As I believed in her falling in live with Richard, a handsome enigmatic American . Obviously married and just as obviously never going to do anything about that. Their relationship, never consummated, is based on fleeting meetings, kisses on park benches , hiding in dark restaurants and the like . Enter next infuriating young person, his daughter Kathleen ( at this point I wondered if maybe Kate and Kathleen were somehow the same person and Janna was hallucinating them both!) Kathleen follows them, appearing mournfully and silently outside restaurants or on the next park bench etc. She resists being spoken to or asked to come and talk , preferring to drift off into the rain until next time. Meanwhile Kate is still back at Janna's flat ,escalating her behaviour as she believes she needs more attention( Well, she does evidently, but professional help, one would have thought be more useful. Everyone acknowledges this at some level, but it never eventuates)
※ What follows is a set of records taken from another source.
PR #996, opened 2022-01-19
fix:Add ttl on welcome-ui cdn font deploy

maxd-wttj:
Hi,
we currently push fonts to s3 without setting a cache-control max-age parameter. This behaviour is suboptimal and should be changed.


Calvein (approved):
👌

.circleci/config.yml
```diff
@@ -72,7 +72,8 @@ jobs:
           from: packages/IconFont/fonts
           to: s3://welcome-ui/public/fonts/$BRANCH/$ICON_FONT_HASH/
           arguments: |
-            --metadata GitCommit=$CIRCLE_SHA1 --delete
+            --metadata GitCommit=$CIRCLE_SHA1 --delete \
+            --cache-control "max-age=2678400"
```
guillaumewttj, line 76: I think we also have a script `webfont:deploy` that also uses aws cli to upload font files. 
Since it is already handled by Ci, maybe we can just remove webfont:deploy from `release` script

guillaumewttj (changes requested):

.circleci/config.yml
maxd-wttj: are you referring to this script: https://github.com/WTTJ/welcome-ui/blob/master/scripts/webfont-deploy.sh ?
I don't get where it is used exactly. Maybe @anucreative can tell us more about it since he wrote it.

guillaumewttj: yes it's this one. when i talk about scripts, its about npm scripts located here: https://github.com/WTTJ/welcome-ui/blob/master/package.json#L7

P1X3L (approved):

.circleci/config.yml
guillaumewttj: Summary of our meeting w/ @maxd-wttj, we should remove the call to `webfont:deploy` when executing a `release` or `release:prerelease` to let the ownership to the CI on how to deploy the webfont w/ wich options.
@anucreative is that ok for you ?

anucreative: Yeah, that makes sense. The idea is that CI takes care of releases when we merge into master ?

guillaumewttj: yes, thats it !

maxd-wttj: Hi guys!
I also think it's best to keep the webfont deploy outside of your release script. Should we merge this PR now? It will improve loading time on pages that use this asset.

guillaumewttj: I'm just adding a commit to this PR to remove the duplication !

guillaumewttj: finally created this PR to have separated reviews: https://github.com/WTTJ/welcome-ui/pull/1001

anucreative: On peut le merger maintenant n'est-ce pas @guillaumewttj

anucreative, line 76: Que penses-tu @maxd-wttj de rajouter `immutable` donné qu'il y a un hash ?
```suggestion
            --cache-control "public, max-age=2678400, immutable"
```

anucreative (changes requested):

.circleci/config.yml
maxd-wttj: C'est une bonne idée effectivement, je pense qu'on peut faire comme ça

mleralec (approved):

anucreative (approved):

guillaumewttj (approved):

Eventually Richard's other child Matthew makes an entrance, coming to a rendezvous instead of his father . He has with him a photograph Janna gave Richard of herself when young and announces, amongst other things, that he loves Janna . For me the weakest part of the book is next, for Janna falls in love with him whilst disliking him totally. The dislike part is perfectly understandable, it's the in love part that isn't. Had this been written as desire, - for heaven knows Janna has been without physical love for a long time and the physical is important to her - I could have borne it , but in love? I don't think so ! Fortunately , nothing comes of it. Nor of the completely ( to me ) preposterous suggestion that the mournful Kathleen comes to live with Janna , when Richard and the rest of the family return to America. Kate by this time is going to live with Hannah, a worker the magazine, in her lesbian feminist commune. Lessing has Richard say some very unpleasant misogynist things about Hannah , indeed the whole last quarter of the book has characters defaming feminism and extolling blessed motherhood. It about this point I think, that I realised that all the male characters seem flawed in the same way - they are all, despite being successful in many ways , deeply inadequate at some level, all need propping up by women, not least in the area of ego and self worth. Heaven knows the female characters have flaws too, but these all seem different from each other , more varied, more complex.
A very interesting read, as is probably evident , I am still personally affected by it!